5) Todo el texto está
recorrido por un estilo nítido de frases principales sin aposiciones
innecesarias y con una sola subordinada, sea esta introducida por un pronombre
relativo o bien por una conjunción, que puede ser adversativa, temporal,
espacial, modal…, pero raramente más de una, gracias a lo cual el estilo
resulta claro y atractivo. Esta sintaxis domina la totalidad del texto de Gattinoni, si bien, en el caso de los fragmentos
traducidos, nuestro autor intenta mantener la sucesión del original y lo hace
con una habilidad notable, pues conserva las complejidades de la prosa de época,
caracterizada por cierta complicación propia de la literatura barroca. Creo que
los mejores ejemplos de todo este entramado lingüístico y gramatical se
encuentran en el bello Glosario crítico del final, consagrado a definir
el vocabulario del saber acerca de la melancolía, los cambios semánticos de
cada palabra-concepto y, de tal suerte, describir la deriva de los
significados. En este caso, se advierte la pertinencia de la ubicación de las
citas de fuentes y no molesta en absoluto el acto de remitir al nombre del
autor, a los títulos originales y a las coordenadas de la edición consultada en
las notas abundantes a pie de página. Uno puede leer el contenido de la nota
por vasto que sea sin perder el hilo del texto principal. Sospecho que Gattinoni ha tenido en cuenta el ejemplo insuperado del
sistema de exposición y notas utilizado por Pierre Bayle
en su famoso Dictionnaire historique et critique.
6) Acerca del
aprendizaje de fenómenos históricos que, probablemente, muchos de nosotros
conocíamos de mentas y de modo impreciso, resulta asombrosa la reunión de tres
figuras en el capítulo destinado a la cuestión del “sufrimiento ortodoxo” y de
la melancolía religiosa –John Sharp, Robert Blakeway,
Samuel Clarke– que se asocian con facetas distintas del fenómeno histórico y
conceptual: la cura de los afligidos mediante el sacramento en la Iglesia
anglicana, la definición del deber cristiano perfecto que arrincona y dispersa
el pesar de los melancólicos y, por último, la concentración de la experiencia
cristiana en el acogimiento y la práctica de una religión centrada en la
virtud. En cuanto al conocimiento de cosas nuevas, consideremos el
despliegue del tema de la risa como curación de la melancolía entre lo que Gattinoni llama, por una parte, el “gabinete de monstruosidades”

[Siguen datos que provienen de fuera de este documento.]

PR #364, opened 2019-11-06
Fix issue where responses stored as a $ref wouldn't be fully loaded

erunion:
When a response is stored within a `$ref` component, the explorer wouldn't display it in response tab window, and the description (if present) would be missing from the response schema body box.

Screen Shot 2019-11-05 at 4 48 12 PM

With this fix in place, `$ref` responses appear as they would if they weren't loaded as a component:

Screen Shot 2019-11-05 at 4 50 01 PM

### DIFF
--- a/packages/api-explorer/src/ResponseSchema.jsx
+++ b/packages/api-explorer/src/ResponseSchema.jsx
@@ -87,6 +87,14 @@ class ResponseSchema extends React.Component {
     const { operation, oas } = this.props;
     if (!operation.responses || Object.keys(operation.responses).length === 0) return null;
     const schema = this.getSchema(operation);
+
+    let response = operation.responses[this.state.selectedStatus];
+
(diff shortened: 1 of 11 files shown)


packages/api-explorer/src/ResponseSchema.jsx
```diff
@@ -87,6 +87,14 @@ class ResponseSchema extends React.Component {
     const { operation, oas } = this.props;
     if (!operation.responses || Object.keys(operation.responses).length === 0) return null;
     const schema = this.getSchema(operation);
+
+    let response = operation.responses[this.state.selectedStatus];
+
+    // @todo This should really be called higher up when the OAS is processed within the Doc component.
+    if (response.$ref) {
```
erunion: I don't particularly like doing this schema definition lookup here and in `create-code-shower`, but moving it further up the stack is going to require a heavy refactor.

y desarrolla, por otro lado, en la curiosa y exhaustiva tabla de las píldoras y
antídotos contra el mal moderno de los británicos.

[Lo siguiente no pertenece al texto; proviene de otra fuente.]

PR #1005, opened 2020-10-22
chore: pinning react and react-dom across every dependency

erunion:
## 🧰 What's being changed?

We're running into some React hook hell when running the latest version of the explorer with tutorials integration in ReadMe with tutorials present on a project. We *think* it's because the versions of React that the explorer, ReadMe, the UI library, and `@readme/syntax-highlighter` aren't all the same so what I'm doing here is:

* [x] Moving `react` and `react-dom` over to being dev dependencies, pinning them at the latest of the v16 series.
* [x] Adding the same dependencies, at `16.x` into being `peerDependencies`.
  * https://stackoverflow.com/questions/30451556/what-is-the-correct-way-of-adding-a-dependency-to-react-in-your-package-json-for
* [x] Upgrading `@readme/syntax-highlighter` across the explorer and `oas-to-snippet` to 10.1.0 which does the same peerdep work https://github.com/readmeio/syntax-highlighter/pull/24
  * The legacy Markdown engine `markdown-magic` is being excluded from this because upgrading is changing `span` tags to `div` and inserting empty `<code></code>` elements where there weren't before. Since its the legacy engine, it should be fine? Hopefully that not being the same as everything else isn't the linchpin in all of this.
* [x] Yakshaving every package file up a bit so they are all mostly identical.

I'm also extracting `react` and `react-dom` from being compiled into the explorer dist. Since the explorer is a reusable React component, it's always going to be used in an environment where React is present so we don't need to bloat up its bundle with another copy of React. The result is some **wild** drops in dist sizes:

* `@readme/api-explorer`: 5,199,205K to 4,644,622K. **11% reduction** 👀 
* `@readme/api-logs`: 33,273K to 25,863K
* `@readme/variable`: 15,266K to 7,919K


packages/api-explorer/package.json
```diff
@@ -11,49 +27,38 @@
...
+    "@readme/ui": "^1.10.2",
     "@testing-library/dom": "^7.26.3",
     "css-loader": "^4.3.0",
     "eslint": "^7.0.0",
     "jest": "^26.0.1",
     "jsinspect": "^0.12.6",
     "node-fetch": "^2.0.0-alpha.9",
     "prettier": "^2.0.1",
+    "react": "^16.14.0",
+    "react-dom": "^16.14.0",
```
rafegoldberg, line 61: Do we need these in dev deps just so they get installed when we `npm i`? If so, soon this won't be necessary (once we manage to bump up to [NPM 7](https://github.blog/2020-10-13-presenting-v7-0-0-of-the-npm-cli/)!)

rafegoldberg (approved):
This is great. Changes look okay to me. Have you tried running an integration test against ReadMe proper?

gratcliff (approved):

packages/api-explorer/package.json
erunion: @rafegoldberg yeah. once we're on npm 7 and they're defined as peerdeps we can remove them as being devdeps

7) En el epílogo, Gattinoni es muy astuto a la hora de llamar a la melancolía
de los ingleses “un mal intraducible” para terminar su enjundiosa investigación
histórica. En primer lugar, en 404 páginas, no tengo dudas de que nuestro autor
ha explicado enciclopédicamente qué cosa es aquella inflexión particular del
humor clásico, del temple de ánimo, del pecado cristiano y de la enfermedad
somática y psíquica que la ciencia del alma o de la mente todavía hoy llama con
el nombre de “melancolía”. De manera que ha explotado con creces la que Barbara Cassin señaló como una
manera de sortear las dificultades de los intraducibles: la descripción
explicativa del campo de una palabra, tal cual nos la proporciona el
diccionario. El colofón es, quizás, un intento de reeditar la subtilitas applicandi
en procura de demostrar el vínculo entre el estudio del pasado y las
angustiantes perplejidades del presente, provocadas por la última pandemia. Así
es como el parágrafo del final replantea el objetivo de Hans Blumenberg de dar respuesta a la cuestión de la
originalidad histórica y de la legitimidad existencial y colectiva de la
modernidad: “El estudio de la historia no puede
contener epidemias ni sanar a los enfermos. Su utilidad es más modesta, pero no
menos relevante. De sus frecuentes visitas al país extraño del pasado, trae una
mirada que desnaturaliza los presupuestos del presente y relativiza sus
excepcionalidades. En tiempos en que nuevas epidemias se presentan como el
costo de la modernidad, la perspectiva histórica permite pensar críticamente
esos diagnósticos. Pues ellos no ponen en juego únicamente teorías y
representaciones acerca de la enfermedad o la salud, sino también ideas sobre
‘la legitimidad de los tiempos modernos’” (p. 404).